In most of the studies, the experimental laboratory diabetic rat model used was the streptozotocin (STZ) induced diabetes [10] with daily oral administration of curcumin in a dose of 80 mg/kg BW, (or the molar equivalent dose of its derivatives) until the treatment significantly decreased blood glucose [11]. In addition, besides the effect of curcumin and its derivatives on the glycemic state in diabetic rat models it also elevated plasma insulin levels with involvement in activation of liver enzymes that are associated with glycolysis, gluconeogenesis, and lipid metabolism [12].

To prove superiority over natural curcumin, several studies were conducted for the treatment of different conditions known to respond to natural curcumin. Concerning diabetes, in a study that applied the gelatin carried curcumin derivative Ref…, (containing only 3.0% by weight) the treatment significantly lowered the plasma glucose, increased plasma insulin, decreased total cholesterol, triglycerides, LDL cholesterol and increased HDL cholesterol levels. Also, it decreased lipid peroxides (malondialdehyde) in the pancreas, aorta and liver attenuating mitochondria dysfunction in STZ-diabetic rat model. It was postulated that heme-oxygenase induction seems to play an important role in the anti-diabetic effects [13].

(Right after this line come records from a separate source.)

PR #959, opened 2026-07-20
fix(extraction): keep validation-emptied batches out of the noise bank

gorkem2020:
## What Problem This Solves

Two side effects of the extraction validation layer:

1. `extractAndPersist` trains the embedding noise bank whenever extraction returns ok with zero candidates. A batch can reach zero candidates through validation drops (constructed grounding, fiction register, the batch contradiction demotion) rather than genuine emptiness. In that shape the model DID emit candidates; feeding the conversation to the noise bank as a noise exemplar teaches "content like this is noise" and risks pre-filtering similar real content away from future extractions. Observed live: a mixed-register conversation containing a real durable fact was fed to the noise bank after the contradiction check demoted the whole batch.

Another long term study on pancreatic islet regeneration in STZdiabetic rat model using the carboxylated curcumin derivative without a carrier protein for 40 days showed that the plasma glucose to decrease to its starting pre-experimental level in about 6 months, while insulin and C-peptide almost returned to its starting pre-experimental levels after 10 months. Histopathological examination of treated diabetic rats after 6 months the appearance of primitive cell collections, large insulin positive cells and CD105 positive cells in the adipose tissue infiltrating the pancreatic tissues. This was followed by the gradual appearance of insulin positive cells in the islets while, CD 105 positive cells remained in the adipose tissue. The novel curcumin derivative possesses antidiabetic actions and enhances pancreatic islets regeneration [14]. It also improves insulin synthesis and secretion in vitro in isolated STZtreated pancreatic islets through inhibition of the JNK pathway, upregulation of the gene expressions of HO-1, TCF7L2, and GLP-1 and enhances the levels of calcium and zinc [15].

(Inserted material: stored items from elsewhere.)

PR #961, opened 2026-07-20
fix: wrap extraction transcript turns in speaker tags so assistant context cannot be misattributed

gorkem2020:
## Problem

With the "User:"/"Assistant:" line-prefix transcript, only the first line of a message carries a speaker marker. A multi-paragraph assistant reply sheds its marker after the first paragraph, so every later paragraph reads as unowned text sitting between two user turns. In live use the extraction model attributed assistant-authored plans and preferences to the user and stored them as user memories (for example, an assistant's own "what clicks for me now" mental-model summary stored as a user preference), even with the context-only rule present in the prompt.

## Change

- `formatConversationTranscript` now wraps every message wholly in `<user_message>...</user_message>` / `<assistant_message>...</assistant_message>` blocks, so every line has an unambiguous owner regardless of paragraph count.
- `buildExtractionPrompt` teaches the tag format up front (new "Transcript format" section) and keeps a one-line reminder on the conversation header. The assistant-context rule is rewritten in tag vocabulary: context ONLY, usable solely to resolve an ambiguous or obscure user message, never a grounding source, and assistant statements are never attributable to the user. The `captureAssistant: true` eligible variant keeps its existing semantics in the same vocabulary.
- New `trimTranscriptToTagBoundary` snaps the `extractMaxChars` truncation to the next opening tag, so the prompt never leads with a headless half message (the old tail slice could cut mid-message and strand text with no speaker).

## Tests

- New `test/extraction-transcript-speaker-tags.test.mjs` (9 cases): whole-message wrapping, multi-paragraph containment, chronological ordering, tag-boundary truncation with raw-tail fallback, format-teaching placement, context-only pinning, and eligible-variant preservation.
- `test/assistant-context-capture.test.mjs` assertions updated to the tagged format (13/13 green).
- Full suite green.

Stacked on [#939](https://github.com/CortexReach/memory-lancedb-pro/pull/939) (captureAssistant context mode); the diff includes that branch until it merges.


gorkem2020:
Superseded by [#964](https://github.com/CortexReach/memory-lancedb-pro/pull/964), a fresh cut of the speaker-tag transcript that also carries the extraction prompt's system/user split and the tag-spoof neutralizer. The context-tag evolution of the same mechanism lives in [#967](https://github.com/CortexReach/memory-lancedb-pro/pull/967). Closing this draft in favor of the new stack.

On the other hand, as concerns the diabetic complications, the signaling mechanisms of curcumin derivative in experimental type- 1 diabetes with cardiomyopathy was examined, it was found that it decreased plasma glucose, glycated (GHb) and increased insulin levels significantly in STZ-diabetic rats. Heme-oxygenase-1 (HO-1) expression and HO activity were significantly increased in the heart and pancreas. The curcumin derivative prevented diabetes-induced upregulation of ANP, MEF2A, MEF2C and p300 and improved left ventricular function [16].

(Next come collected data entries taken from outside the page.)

PR #962, opened 2026-07-20
fix: retain the rolling pair window across successful extractions

gorkem2020:
## Problem

The extraction transcript's rolling pair window (`autoCaptureRecentPairTurns`, introduced with the pair-shaped context work) was deleted after every successful extraction. In steady state, history-carrying sessions extract every turn, so the window never survived long enough to provide context: each extraction call saw only the current pair, and the multi-pair "context continuity" the window exists for only ever materialized across deferred or valid-empty turns. Observed live: with `extractMinMessages: 3`, a turn following a successful extraction carried a bare 1-pair transcript; a turn following a valid-empty extraction carried 2 pairs (the asymmetry made the window appear and disappear).

## Change

Keep the buffer on success (remove the delete). The window stays bounded and safe:

- `trimTurnsToUserCap` already trims at set time to `max(extractMinMessages, this call's new user turns)` user turns.
- The watermark still slices extraction SOURCES to the new delta, so retained context turns cannot re-become candidates.
- `dedupePairWindow` already guards double-includes.

Also promote the warm-up skip line ("skipped smart extraction... cumulative=N < minMessages=M") from debug to info: it is the only signal that a turn was deferred by the gate, and at debug a deferring session reads as a stall in default logs.

## Tests

New `test/pair-window-retention.test.mjs` (full-plugin harness, mock embedding/LLM servers): a successful extraction must carry the previous pair into the next extraction's transcript, and the window stays trimmed to the cap across repeated successes (oldest pairs drop, long-dropped pairs never resurface). Red before the change (second extraction carried only the current pair), green after. Full suite green.

Stacked on [#939](https://github.com/CortexReach/memory-lancedb-pro/pull/939) (the pair-window home); the diff includes that branch until it merges.


gorkem2020:
Superseded by [#966](https://github.com/CortexReach/memory-lancedb-pro/pull/966), which recuts the pair-window retention together with the autoCaptureContextTurns knob that sizes it (0 preserves stock behavior). Closing this draft in favor of the new stack.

The gelatin covalently linked curcumin derivative enhanced erectile function in diabetes induced erectile dysfunction by increasing intracavernosal pressure (ICP), cGMP levels, HO-1, eNOS, neuronal NOS (nNOS), and Nrf2 with significant reductions in NF-KB, p38, and iNOS [17]. Further, curcumin ameliorated STZ-induced testicular damage and apoptotic germ cell death by decreasing oxidative stress [18].

Other diabetic complications as neuropathy retinopathy and nephropathy are also ameliorated by curcumin treatment. An excellent more detailed review article on the present subject appeared on 2013 [19].

The strong wave of ongoing research on the use of curcumin and its derivatives for the treatment diabetes and its associated disorders has confirmed the scientific basis for their role in this aspect. Curcumin and its derivatives affect most of aspects of diabetes, including plasma insulin levels, hyperglycemia, hyperlipidemia, and pancreatic islet regeneration. The novel curcumin derivatives enhances improves insulin synthesis and secretion in vitro in isolated STZ-treated pancreatic islets and enhances the levels of calcium and zinc. Clinical trials of curcumin or its derivatives to extend their value in the treatment of diabetes and other associated disorders are very limited so far. Promising derivatives with conserved natural functional groups of curcumin and some suitable carrier systems seems a reasonable approach in view of the recent experimental data that needs to be extended to clinical trials.